» EXERCISE INSTRUCTIONS:
Write out every entry word for word.

» INFORMATION:
PR #1856, opened 2023-05-09
fix(stepper): fix stepper button padding and borders

mlogsdon18:
## Description

This PR fixes the appearance of the Stepper buttons. They were slightly off center due to how the padding and borders were being applied. This PR updates the styling to more closely resemble what is currently shown in SWC and what was there previously. 

**NOTE:** The Stepper component is not yet migrated, so these changes are just a band-aid for now. The component was slightly migrated to allow for Textfield to get through.

## To-do list

### DIFF
--- a/components/stepper/index.css
+++ b/components/stepper/index.css
@@ -63,10 +63,8 @@ governing permissions and limitations under the License.
   --spectrum-stepper-button-width: calc(var(--spectrum-spacing-400) - var(--spectrum-stepper-border-width)); /* this matches the previous WIDTH token */
   --spectrum-stepper-button-padding: calc(var(--spectrum-spacing-200) / 2); /* 6px md + 7px lg - previously 6px md + 7.5px lg */
   --spectrum-stepper-button-gap: var(--spectrum-stepper-button-gap-reset);
-  --spectrum-stepper-button-border-radius: var(--spectrum-stepper-button-border-radius-reset);
 
   /* background same as textfield */
-  --spectrum-stepper-background-color: var(--spectrum-gray-50);
   --spectrum-stepper-background-color-disabled: var(--spectrum-disabled-background-color);
 
  /*** Quiet Variant ***/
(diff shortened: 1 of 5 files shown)


components/stepper/index.css
```diff
@@ -535,21 +511,24 @@ governing permissions and limitations under the License.
...
   padding-block-end: var(--mod-stepper-icon-nudge-end, var(--spectrum-stepper-icon-nudge-end));
+  padding-block-start: 0;
 
-  border-start-start-radius: 0;
-  border-start-end-radius: 0;
-  border-end-start-radius: var(--mod-stepper-button-border-radius, var(--spectrum-stepper-button-border-radius));
-  border-end-end-radius: var(--mod-stepper-button-border-radius, var(--spectrum-stepper-button-border-radius));
+  border-start-start-radius: var(--spectrum-stepper-button-border-radius-reset);
+  border-start-end-radius: var(--spectrum-stepper-button-border-radius-reset);
+  border-end-start-radius: var(--mod-stepper-button-border-radius-reset, var(--spectrum-stepper-button-border-radius-reset));
```
pfulton, line 530: Let's just drop the `--mod-` here. It looks like this is the only place we have it defined, and due to the temporary nature of these changes, I'd rather exclude this for now so that it doesn't require future breaking changes or support.

```suggestion
  border-end-start-radius: var(--spectrum-stepper-button-border-radius-reset);
```

pfulton (changes requested):
Just one thing here @mlogsdon18 - after you remove that `--mod`, please re-generate the mods file, too!

components/stepper/index.css
mlogsdon18: On it!

mlogsdon18: Ok this has been updated and the mods file regenerated

pfulton (approved):

pfulton (approved):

» ANSWER TO THIS EXERCISE:
PR #1856, opened 2023-05-09
fix(stepper): fix stepper button padding and borders

mlogsdon18:
## Description

This PR fixes the appearance of the Stepper buttons. They were slightly off center due to how the padding and borders were being applied. This PR updates the styling to more closely resemble what is currently shown in SWC and what was there previously. 

**NOTE:** The Stepper component is not yet migrated, so these changes are just a band-aid for now. The component was slightly migrated to allow for Textfield to get through.

## To-do list

### DIFF
--- a/components/stepper/index.css
+++ b/components/stepper/index.css
@@ -63,10 +63,8 @@ governing permissions and limitations under the License.
   --spectrum-stepper-button-width: calc(var(--spectrum-spacing-400) - var(--spectrum-stepper-border-width)); /* this matches the previous WIDTH token */
   --spectrum-stepper-button-padding: calc(var(--spectrum-spacing-200) / 2); /* 6px md + 7px lg - previously 6px md + 7.5px lg */
   --spectrum-stepper-button-gap: var(--spectrum-stepper-button-gap-reset);
-  --spectrum-stepper-button-border-radius: var(--spectrum-stepper-button-border-radius-reset);
 
   /* background same as textfield */
-  --spectrum-stepper-background-color: var(--spectrum-gray-50);
   --spectrum-stepper-background-color-disabled: var(--spectrum-disabled-background-color);
 
  /*** Quiet Variant ***/
(diff shortened: 1 of 5 files shown)


components/stepper/index.css
```diff
@@ -535,21 +511,24 @@ governing permissions and limitations under the License.
...
   padding-block-end: var(--mod-stepper-icon-nudge-end, var(--spectrum-stepper-icon-nudge-end));
+  padding-block-start: 0;
 
-  border-start-start-radius: 0;
-  border-start-end-radius: 0;
-  border-end-start-radius: var(--mod-stepper-button-border-radius, var(--spectrum-stepper-button-border-radius));
-  border-end-end-radius: var(--mod-stepper-button-border-radius, var(--spectrum-stepper-button-border-radius));
+  border-start-start-radius: var(--spectrum-stepper-button-border-radius-reset);
+  border-start-end-radius: var(--spectrum-stepper-button-border-radius-reset);
+  border-end-start-radius: var(--mod-stepper-button-border-radius-reset, var(--spectrum-stepper-button-border-radius-reset));
```
pfulton, line 530: Let's just drop the `--mod-` here. It looks like this is the only place we have it defined, and due to the temporary nature of these changes, I'd rather exclude this for now so that it doesn't require future breaking changes or support.

```suggestion
  border-end-start-radius: var(--spectrum-stepper-button-border-radius-reset);
```

pfulton (changes requested):
Just one thing here @mlogsdon18 - after you remove that `--mod`, please re-generate the mods file, too!

components/stepper/index.css
mlogsdon18: On it!

mlogsdon18: Ok this has been updated and the mods file regenerated

pfulton (approved):

pfulton (approved):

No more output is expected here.